My Wry-Attempt-At-Humor-But-Hey-Wait-It-Might-Have-Legs Response:

Would you rather fight a 100 duck-sized horses or one horse-sized duck? You’re probably laughing at the absurdity of this question, but I’ll bet you find yourself revisiting it throughout the day, however unwillingly. After a while, you’ll realize that you are taking up precious brain power pondering a what-if that has about a zero percent chance of becoming reality.

Even if you don’t think about mutant ducks and horses all day long, I’ll bet you tie up your brain waves pondering scenarios that probably won’t come true. All of us do it—and it’s probably a healthy exercise if we can keep it in check—but when we’re thinking of stuff like that, what AREN’T we thinking of?

When you’re worrying about ducks and horses [insert your favorite diversion here], chances are you’re NOT thinking about your customers and how to help them make their lives better. Or your business and how to do what you do more effectively. Or how to nurture your kids’ talents. Or what to make for dinner. Or, or, or.

Personally, one of my favorite diversions is what-if-I-had-done-this-differently-way-back-when. I ruminate about how my life might look today if I had just answered that one question differently, or chosen a different major in college, or taken a different job.
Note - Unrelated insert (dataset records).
PR #3319, opened 2026-07-30
feat(rewrite): rewrite multiline blocks

aeppling:
## Summary

Multi-line Bash blocks (a shape coding agents emit constantly) were treated as one command: the `rtk` prefix landed on the first line and every following line ran raw and unfiltered. This PR splits blocks at the newline tokens the quote-aware lexer emits and rewrites each line through the existing single-line path. Implements the line-by-line rewrite proposed in #1243.

```
$ rtk rewrite 'git status
# check history
  grep -rn foo src'
rtk git status
# check history
  rtk grep -rn foo src
```

- Lines continued by a trailing `&&` / `||` / `|` / `|&` are joined and rewritten as **one logical command** (`git status &&` ⏎ `git log -3` → `rtk git status && rtk git log -3`), exactly what develop produced for the single-line form.
- Quoted multi-line strings (multi-line commit messages) keep rewriting as one prefixed command, as develop always did.
- Blank lines, comment lines, indentation, and CRLF separators are preserved verbatim.
- **Conservative by design** — the whole block passes through untouched (native permission handling sees the original) whenever a line can't be attested: control flow keywords, heredocs (including `<<` split across a `\<NL>` continuation), grouping/arithmetic spanning lines, swallowed newlines (quote state opened by an apostrophe in a comment), a continuation operator hidden behind a trailing comment, `$'…'` containing `\'` (the one ANSI-C case where the lexer's view diverges from bash), and `|&` stderr pipes.

## How this was built

This PR supersedes #3188 (@revopsrocks), taken over after the author became unresponsive; their three commits are cherry-picked with authorship preserved.

1. **#3188 as submitted** — line-by-line rewrite + two adversarial review rounds by the original author (swallowed newlines, cross-line arithmetic, array literals/function bodies, comment-stripped independence checks, ANSI-C bail).
2. **Maintainer review fixes** (review on #3188, applied here):
   - narrowed the `$'` bail to the actual hazard (`\'` inside a `$'…'` span) so an unrelated `echo $'a\tb'` line no longer disables the block;
   - cross-line `&&`/`||`/`|` lists are now joined and rewritten instead of declined (develop already handled the joined form);
   - `comment_start` recognizes `#` after operator bytes (`|&;()`), so `git log |# keep` ⏎ `grep -f patterns.txt` passes through instead of rebuilding a guarded pipeline;
   - the heredoc/`$((` gate runs on the bash-faithful continuation join (`\<NL>` → nothing) before the space-join normalization erases the operator.
3. **Differential fuzz round** (below) — found one genuine regression vs develop (quoted multi-line strings declined) and fixed it: zero emitted newline tokens + balanced quote state at EOF proves the block is one logical command, which is rewritten whole; unbalanced quote state (the apostrophe-comment hazard) still declines.

## Differential fuzz validation

971-case corpus (real per-ecosystem commands, compounds, multiline blocks, cross-line continuations, control flow, deep quoting, heredoc/redirect matrix, permission-bypass attempts, plus the #3188 adversarial cases), run 3-way through the real `rtk rewrite` hook path — develop vs this PR vs #2781 — with every rewrite validated by `bash -n`:

| binary | rewrote | invalid rewrites | crashes |
|---|---|---|---|
| develop | 598/971 (61.6%) | 0 | 0 |
| **this PR** | **684/971 (70.4%)** | **0** | 0 |
| #2781 (2c89559) | 717/971 (73.8%) | 1 | 0 |

- **105 blocks newly rewritten**; **208 upgraded from partial to full** (of 579 cases both rewrote, develop had prefixed only the first line in 208 — silent incomplete coverage the percentage never showed).
- **19 deliberately declined** that develop "rewrote": apostrophe-in-comment blocks (develop's output left lines 2+ unfiltered anyway), degraded comment-in-continuation joins, no-op trims.
- **Pipe-consumer protection verified**: zero cases where any stage feeding a pipe gained an `rtk` prefix; cross-line pipes join into the same `rewrite_compound` machinery (final-stage-only, `pipeline_final_command_is_safe`, `grep -f` rejected, `|&` raw).
- #2781's coverage lead is partly mis-rewrites its own `bash -n` check can't see; this PR declines all of them: `cat <\` ⏎ `<EOF` → `cat < <EOF` (the corpus's only syntax error), `$(\` ⏎ `(1+2))` arithmetic corrupted into command substitution, `rtk` spliced inside a `$'…'` literal's value, `grep -f` rebuilt as the final stage of a pipeline behind a `|# comment`, and function bodies prefixed (changes `x=$(foo)` captured output).

## Permission verdicts

Verified live against Claude Code allow/deny rules (`.claude/settings.json`): a block auto-allows (exit 0) only when **every** line independently matches an allow rule (#1213 aggregation); one unmatched line downgrades to ask; a deny match on any line wins outright; and a block whose newline was swallowed by quote state can never auto-allow — the same condition that blinds `split_for_permissions` forces the rewrite to decline, and exit 0 is impossible without a rewrite. `split_for_permissions` and the multiline splitter share the same newline-emitting tokenizer, so a verdict is always computed for exactly the lines being rewritten.

## Test plan

- [x] `cargo fmt --all && cargo clippy --all-targets && cargo test --all` (2609 passed, clippy clean)
- [x] 971-case 3-way differential fuzz (above), every rewrite `bash -n`-validated
- [x] ~45 unit tests on the multiline path covering the rewrite and every passthrough gate

## Follow-ups (out of scope here)

- Replace the hand-rolled attestation checks with a real Bash grammar (tree-sitter-bash or a pure-Rust parser) — the apostrophe-comment cluster (18 declined cases, a very common agent shape) needs comment-aware parsing to rewrite safely. Being discussed with maintainers; startup-latency and binary-size budgets to be measured first.
- Statement-level rewriting when a *different* line holds a redirect/substitution (#2781's remaining legitimate coverage lead).
- Check the fuzz corpus + runner into the repo as the regression suite for the above.

Ref #1243. Supersedes #3188. Related: #2781.

### DIFF
--- a/src/discover/registry.rs
+++ b/src/discover/registry.rs
@@ -637,6 +637,9 @@ fn line_breaks_independence(line: &str) -> bool {
         || line.ends_with('{')
         || line.starts_with(')')
         || line.starts_with('}')
+        || line.starts_with("((")
+        || line.ends_with("))")
+        || line.ends_with("((")
 }
 
 /// Rewrite each line of a multi-line block independently (issue #1243).
@@ -647,6 +650,14 @@ fn line_breaks_independence(line: &str) -> bool {
 /// line is an independent command (see [`line_breaks_independence`]); blank
 /// lines and comment lines are preserved verbatim, as is indentation and the
 /// original separator bytes (`\n` vs `\r\n`).
+///
+/// If any newline byte was swallowed by quote state, the block passes through
+/// untouched. The lexer has no comment awareness, so an apostrophe in a `#`
+/// comment opens quote state and hides the rest of the block — rewriting (or
+/// prefixing) such a block would act on lines no permission verdict was
+/// computed for. Passthrough hands the original command to the agent's native
+/// permission handling instead. Genuine quoted newlines (multi-line commit
+/// messages) also land here; forgoing that rewrite is the safe trade.
 fn rewrite_multiline_block(
     cmd: &str,
     excluded: &[ExcludePattern],
@@ -658,9 +669,9 @@ fn rewrite_multiline_block(
         .map(|t| t.offset)
         .collect();
 
-    // Newlines only inside quotes — a single logical command.
-    if newline_offsets.is_empty() {
-        return rewrite_single(cmd, excluded, transparent_prefixes);
+    let raw_breaks = cmd.chars().filter(|c| matches!(c, '\n' | '\r')).count();
+    if raw_breaks != newline_offsets.len() {
+        return None;
     }
 
     let mut segments = Vec::with_capacity(newline_offsets.len() + 1);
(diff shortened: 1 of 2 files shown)


pszymkowiak (approved):

src/discover/registry.rs
```diff
@@ -595,7 +622,296 @@ pub fn rewrite_command(
...
+    rewrite_compound(trimmed, excluded, transparent_prefixes)
+}
+
+/// Shell keywords that open or close a multi-line construct. A line inside a
+/// loop, conditional, case arm, function body, or group is not an independent
+/// command, so the whole block passes through untouched.
+const BLOCK_KEYWORDS: &[&str] = &[
+    "for", "while", "until", "if", "then", "else", "elif", "fi", "do", "done", "case", "esac",
+    "select", "function", "coproc", "{", "}", "(", ")",
+];
```
KuSh, line 634: Seems you can have multiline without backslash between `[[` and `]]` too

src/discover/registry.rs
```diff
@@ -595,7 +622,296 @@ pub fn rewrite_command(
...
+
+/// Byte offset where an unquoted `#` at the start of a word begins a trailing
+/// comment, if any. The lexer has no comment state, so the independence checks
+/// must ignore comment text themselves: `git log | # keep pipeline` continues
+/// the pipeline across the newline even though the line ends in comment text.
+fn comment_start(line: &str) -> Option<usize> {
```
KuSh, line 690: comment_start, line_has_unbalanced_grouping, ansi_c_quote_defeats_lexer, and quotes_balanced are four near-identical hand-rolled single/double-quote-tracking byte scanners with the same backslash-skip idiom. I know we want to switch to a real bash/sh parser in the future but it could be worth, at least, to have a shared low-level "quote-state walker" helper

src/discover/registry.rs
```diff
@@ -595,7 +622,296 @@ pub fn rewrite_command(
...
+        .iter()
+        .filter(|t| t.kind == TokenKind::Operator && t.value == "\n")
+        .map(|t| t.offset)
+        .collect();
+
+    if ansi_c_quote_defeats_lexer(cmd) {
+        return None;
+    }
+
+    let raw_breaks = cmd.chars().filter(|c| matches!(c, '\n' | '\r')).count();
```
KuSh, line 857: This one is non-obvious. Could be great to have a one-line comment on why raw_breaks/newline_offsets count \r and \n separately.

src/discover/registry.rs
```diff
@@ -595,7 +622,296 @@ pub fn rewrite_command(
...
+
+/// Rewrite each line of a multi-line block independently (issue #1243).
+///
+/// Split points are the newline tokens the quote-aware lexer emits, so a
+/// newline inside a quoted string (e.g. a multi-line commit message) never
+/// becomes a boundary. Lines continued by a trailing `&&`/`||`/`|`/`|&` are
+/// joined and rewritten as one logical command through the single-line path;
+/// any line [`classify_line`] marks unsafe passes the whole block through.
+/// Blank lines and comment lines are preserved verbatim, as is indentation
+/// and the original separator bytes (`\n` vs `\r\n`).
```
KuSh, line 831: minor: Would be great to document the caveat that joined continuation lines (`&&` / `||` / `|`) are not preserved (tested by `test_blank_line_inside_continuation_joins`)

Bonus point for another comment at the reconstruction site itself too (line 900).

KuSh (changes requested):

KuSh (approved):
LGTM, thanks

While I’m sure there’s something to be learned in hindsight, I’m sure I spend way too much time on the what-ifs I can’t recapture rather than the ones I can actually make happen today.
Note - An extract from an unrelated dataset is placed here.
PR #1527, opened 2015-07-03
Don't indiscriminately swallow exceptions.

whirm:


whirm:
@LipuFei ready if you agree :)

The next time you find yourself thinking about ducks and horses, use them to propel yourself into productivity.

Jumping through hoops

Yesterday’s post got me thinking about mind games we play with ourselves, particularly when we pretend not to know something. It brought to mind a nightly ritual with my daughter years ago.
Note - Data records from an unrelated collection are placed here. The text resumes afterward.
Issue #1540, opened 2015-07-07
KeyError


brandc:
I was using the down arrow key to preload everything in a channel, and this is what showed up in the log.
```
Traceback (most recent call last):
  File "/home/iron/tmp/tribler/Tribler/Main/vwxGUI/list_body.py", line 1396, in <lambda>
    self.Bind(wx.EVT_MENU, lambda event: self.SelectNextItem(True), id=adownId)
  File "/home/iron/tmp/tribler/Tribler/Main/vwxGUI/__init__.py", line 119, in invoke_func
    return func(*args, **kwargs)
  File "/home/iron/tmp/tribler/Tribler/Main/vwxGUI/list_body.py", line 1301, in SelectNextItem
    select].GetSize()[1] + 1) / self.GetScrollPixelsPerUnit()[1]
KeyError: 'K\r`\xc0p\xd69.\xb7\x98\xb7^\x01\xb8\xa4\xacS\xc7^\x8d'
```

Somewhere at around 18 months old, my little bundle of energy joy learned how to climb out of her crib. Unlike most toddlers, however, she was pretty savvy about it. She would wait a requisite amount of time after being tucked into bed before she would quietly steal from her room. Rather than announcing her presence, however, she would pad down the hall and stop just short of the doorway to the family room, lying down to position herself to see but not be seen.

The first few times I caught her were like a Laurel and Hardy skit. I’d find her and put her back in bed. She’d wait a few minutes and come back out. I’d find her and put her back in bed. She’d wait a few minutes and come back out. Both of us equally stubborn, we sometimes played this game all night.

After weeks of trying to find ways to keep her in bed, I eventually stumbled across an unconventional solution. I gave up. Sort of.

My scheme was this: as long as my little diva sweet pea didn’t know that I had seen her–and I almost always knew she was there–I would let her stay in the hallway. After all, she would fall asleep almost immediately, and wasn’t that what I wanted anyway? However, if she knew that I knew (stay with me here) that she was there, I had to take her back to her room.


It was all a clever mind trick, at least to my way of thinking. She had to see me as a firm parent who followed through. If I saw a problem, I had to solve it. If I didn’t see it, though, I couldn’t be held responsible for solving it. And if she didn’t know I had seen her, that counted as not seeing her.

I’m not recommending this course of action for anyone. It worked for me in this case–my daughter went to sleep at a reasonable hour and in calm fashion (just not in her bed), and I stopped making myself crazy over it–but it seems like pretty convoluted logic. What I find interesting isn’t the solution, but the logic behind it. Assuming I’m fairly normal, human beings will often perform complicated mental gymnastics to justify their actions. We go to great lengths to do what we want to do–and make it work in our heads.

This is an important concept to understand, not just in marketing, but simply in communicating with people. Whatever point you may be trying to drive home, you have to make it work for your audience. Give them a reason to embrace it that allows them to fit it into their world. Make it work for them; don’t make them jump through hoops.